The problem is not that the master streams non-fsync'd WAL, but that the
standby can replay that. So I'm thinking that we can send non-fsync'd WAL
safely if the standby makes the recovery wait until the master has fsync'd
WAL. That is, walsender sends not only non-fsync'd WAL but also WAL flush
location to walreceiver, and the standby applies only the WAL which the
master has already fsync'd. Thought?

Regards,

--
Fujii Masao
NIPPON TELEGRAPH AND TELEPHONE CORPORATION
NTT Open Source Software Center

Re: Proposal for 9.1: WAL streaming from WAL buffers

From

Heikki Linnakangas

Date:

21 June 2010, 06:40:26

On 21/06/10 12:08, Fujii Masao wrote:
> On Wed, Jun 16, 2010 at 5:06 AM, Robert Haas<robertmhaas@gmail.com>  wrote:
>> In 9.0, I think we can fix this problem by (1) only streaming WAL that
>> has been fsync'd and (2) PANIC-ing if the problem occurs anyway.  But
>> in 9.1, with sync rep and the performance demands that entails, I
>> think that we're going to need to rethink it.
>
> The problem is not that the master streams non-fsync'd WAL, but that the
> standby can replay that. So I'm thinking that we can send non-fsync'd WAL
> safely if the standby makes the recovery wait until the master has fsync'd
> WAL. That is, walsender sends not only non-fsync'd WAL but also WAL flush
> location to walreceiver, and the standby applies only the WAL which the
> master has already fsync'd. Thought?

I guess, but you have to be very careful to correctly refrain from 
applying the WAL. For example, a naive implementation might write the 
WAL to disk in walreceiver immediately, but refrain from telling the 
startup process about it. If walreceiver is then killed because the 
connection is broken (and it will be because the master just crashed), 
the startup process will read the streamed WAL from the file in pg_xlog, 
and go ahead to apply it anyway.

So maybe there's some room for optimization there, but given the 
round-trip required for the acknowledgment anyway it might not buy you 
much, and the implementation is not very straightforward. This is 
clearly 9.1 material, if worth optimizing at all.

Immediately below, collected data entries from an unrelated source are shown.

PR #204, opened 2022-01-10
Improve CLI experience by avoiding version gaps

asraa:
Improves the CLI experience by avoiding jumping versions between metadata updates.

Prior to this, each CLI command would increment the metadata version since repo state wasn't held between repo/store initialization. This moves the logic into the LocalStore so that versions are only incremented when a metadata files is newly staged, and then resets it on Commit to allow incrementing again.

This avoids the inevitable gap that starts root.json at version 4 after gen-key'ing one key in each role.

cc @haydentherapper


repo.go
```diff
@@ -49,7 +49,15 @@ type LocalStore interface {
 	// If paths is empty, all staged target files will be walked.
 	WalkStagedTargets(paths []string, targetsFn TargetsWalkFunc) error
 
+	// IsStaged determines if a metadata file is currently staged, to avoid incrementing
+	// version numbers repeatedly while staged.
+	IsStaged(string) bool
```
ethan-lowman-dd, line 54: Can we name arguments in the interface?

Additionally, one thing I'd like to gradually clean up is naming of role names vs. manifest/file names. Could we name the arguments or the function name to reflect that this takes in a manifest/file name? e.g. `FileIsStaged(name string)` or `IsStaged(fileName string)` or whatever you think makes the most sense. It looks like this function could take in staged targets files as well as staged manifests.

repo.go
```diff
@@ -111,6 +113,8 @@ func (r *Repo) Init(consistentSnapshot bool) error {
 	}
 	root := data.NewRoot()
 	root.ConsistentSnapshot = consistentSnapshot
+	// Start a new root at version 1.
+	root.Version++
```
ethan-lowman-dd, line 117: nit: Should we just modify `data.NewRoot` to set `Version: 1`?

asraa: That would be nice... The one bad part about doing it this way is that if you don't call `repo.Init` and just go from `NewRepo` to `AddKey`, then you'll accidentally increment twice, first from getting `NewRoot` and then since you haven't written to local yet, incrementing once more.

repo.go
asraa: done

repo.go
ethan-lowman-dd: Ah I see. Thanks for explaining

ethan-lowman-dd (approved):

mnm678 (approved):

PR #310, opened 2014-12-18
Use native Ruby implementations in Yast::URL and Yast::IP

mvidner:
This is a continuation of #305, using a branch in the shared repo so that more people can contribute commits to the PR.


mvidner:
In this PR we have found that replacing the URL implementation is hard. If we don't have bugs/features to address then let's not continue in the refactoring.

--   Heikki Linnakangas  EnterpriseDB   http://www.enterprisedb.com

Re: Proposal for 9.1: WAL streaming from WAL buffers

From

Greg Stark

Date:

21 June 2010, 09:49:56

On Mon, Jun 21, 2010 at 10:40 AM, Heikki Linnakangas
<heikki.linnakangas@enterprisedb.com> wrote:
> I guess, but you have to be very careful to correctly refrain from applying
> the WAL. For example, a naive implementation might write the WAL to disk in
> walreceiver immediately, but refrain from telling the startup process about
> it. If walreceiver is then killed because the connection is broken (and it
> will be because the master just crashed), the startup process will read the
> streamed WAL from the file in pg_xlog, and go ahead to apply it anyway.

So the goal is that when you *do* failover to the standby it replays
these additional records. So whether the startup process obeys this
limit would have to be conditional on whether it's still in standby
mode.

> So maybe there's some room for optimization there, but given the round-trip
> required for the acknowledgment anyway it might not buy you much, and the
> implementation is not very straightforward. This is clearly 9.1 material, if
> worth optimizing at all.

I don't see any need for a round-trip acknowledgement -- no more than
currently. the master just includes the flush location in every
response. It might have to send additional responses though when
fsyncs happen to update the flush location even if no additional
records are sent. Otherwise a hot standby might spend a long time with
out-dated data even if on failover it would be up to date that seems
nonideal for the hot standby users.

I think this would be a good improvement for databases processing
large batch updates so the standby doesn't have an increased risk of
losing a large amount of data if there's a crash after processing such
a large query. I agree it's 9.1 material.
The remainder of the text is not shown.